Protein which comprise the eye’s light-focusing lens continue to clump with years, slowly making vision clouded, blurry and sensitive to glare. The Symfony lens is just one of the recent advancements.
Post-op adjustment: During cataract surgery, your ophthalmologist has to estimate the modification your substitution lens needs, but changes that occur with healing can throw the correction off, resulting in less than optimal results, says ophthalmologist Nick Mamalis, codirector of the Intermountain Ocular Research Center at the University of Utah. The RxSight Light Adjustable Lens lets doctors alter its power two to 4 weeks after surgery, when the eye has treated and refraction has stabilized.
A correction for old substitution lenses: If you’ve currently had cataract surgery, you may one day be able to update your existing lens. A method in the pipeline by Perfect Lens uses a laser to alter the modification on a standard lens currently in your eye. If your eyes alter over time, it is possible to keep adjusting precisely the same lens without resorting to another surgery.
Poor night vision together with sensitivity to glare may indicate the start of cataracts.
Fluid circulating in the eye maintains healthy pressure levels because the surplus drains through a meshwork of outflow canals. When this meshwork falters and liquid builds up, pressure in the eye can damage the optic nerve and lead to vision loss. Not every patient reacts to existing medications, however, and traditional glaucoma surgeries are major procedures with rare but potentially serious side effects.
Advancement meds: Vyzulta, authorized by the Food And Drug Administration in November 2017, is a property of an existing class of drugs called prostaglandin analogs and operates by releasing nitric oxide, providing a dual action to lower pressure in the eye. Rhopressa, recently approved, belongs to a new class of medicines called Rho kinase inhibitors; they target cells in the eye’s drainage meshwork to restore outflow.
Microinvasive glaucoma procedures (MIGS) is a relatively new development that, while not always as effective as traditional glaucoma surgery, causes less trauma and has fewer side effects. The FDA-approved iStent, a tiny tube that restores the traditional outflow of liquid through the eye’s drainage meshwork, is inserted using an incision so small that doctors view it through a microscope. (An even smaller variant, the iStent inject, has recently received Federal Drug Administration approval.) The similar CyPass Micro-Stent opens up a fluid pathway through a different passage. Both are applied at the time of cataract surgery, so the added operation risk is even lesser. Loss of peripheral vision is a key sign of glaucoma.
Age-related macular degeneration (AMD) has a genetic component, but weight gain, cigarette smoking and not wearing sunglasses are among the lifestyle aspects that greatly enhance your danger for the condition. It comes about when the macula — the middle component of the light-sensing retina at the back of the eye — becomes damaged, resulting in distortion and vision loss in the middle of your field of view. In the “wet” form of the disease, leaking blood vessels and scar tissue can drastically speed vision damage. Taking AREDS2 health supplements (a combination of vitamins C and E, zinc, copper, lutein as well as zeaxanthin) might decrease the disease’s advancement. For wet AMD, regular injections of medications inside the eye can inhibit a protein named vascular endothelial growth factor (VEGF), that stimulates the development of abnormal blood vessels. There are also surgical options available. But these treatments can just decrease, not stop, the advancement of AMD, which can result in severe loss of vision.
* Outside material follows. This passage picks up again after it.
PR #439, opened 2021-08-19
handle PE delay import tables with VA pointers instead of RVA pointers

### LINKED ISSUE #438: TypeError: a bytes-like object is required, not 'NoneType'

Gene therapy: We’re nearing the time when hereditary causes of conditions such as AMD can be prevented or remedied with gene editing. “A deactivated virus loaded with a corrected gene would penetrate cells and put new code into your DNA just like a cut-and-paste on your computer,” Haller describes. In December 2017, the FDA approved this strategy for a condition that causes loss of vision in children — the first gene therapy for any sort of inherited condition. Experts anticipate major progress in the next decade, perhaps even programming the body to produce its own anti-VEGF medication.
Next-gen stem cells: You’ve heard of embryonic stem cells — and the controversies about using them. Now there’s a different classification of cells that can be derived from your own body and used to develop a variety of new cells and tissues, such as specific retinal cells which go bad in macular degeneration. A commercially available therapy might arrive within 10 years.
An eye telescope: This may be the very first and only FDA-approved operative device for individuals that have end-stage macular degeneration. One eye’s lens gets replaced with the tiny Implantable Miniature Telescope, that magnifies the field of view and heightens central vision. The device is currently restricted to people who haven’t undergone cataract procedures, but a new study is examining whether swapping the telescope for a previously installed intraocular lens might safely help sufferers.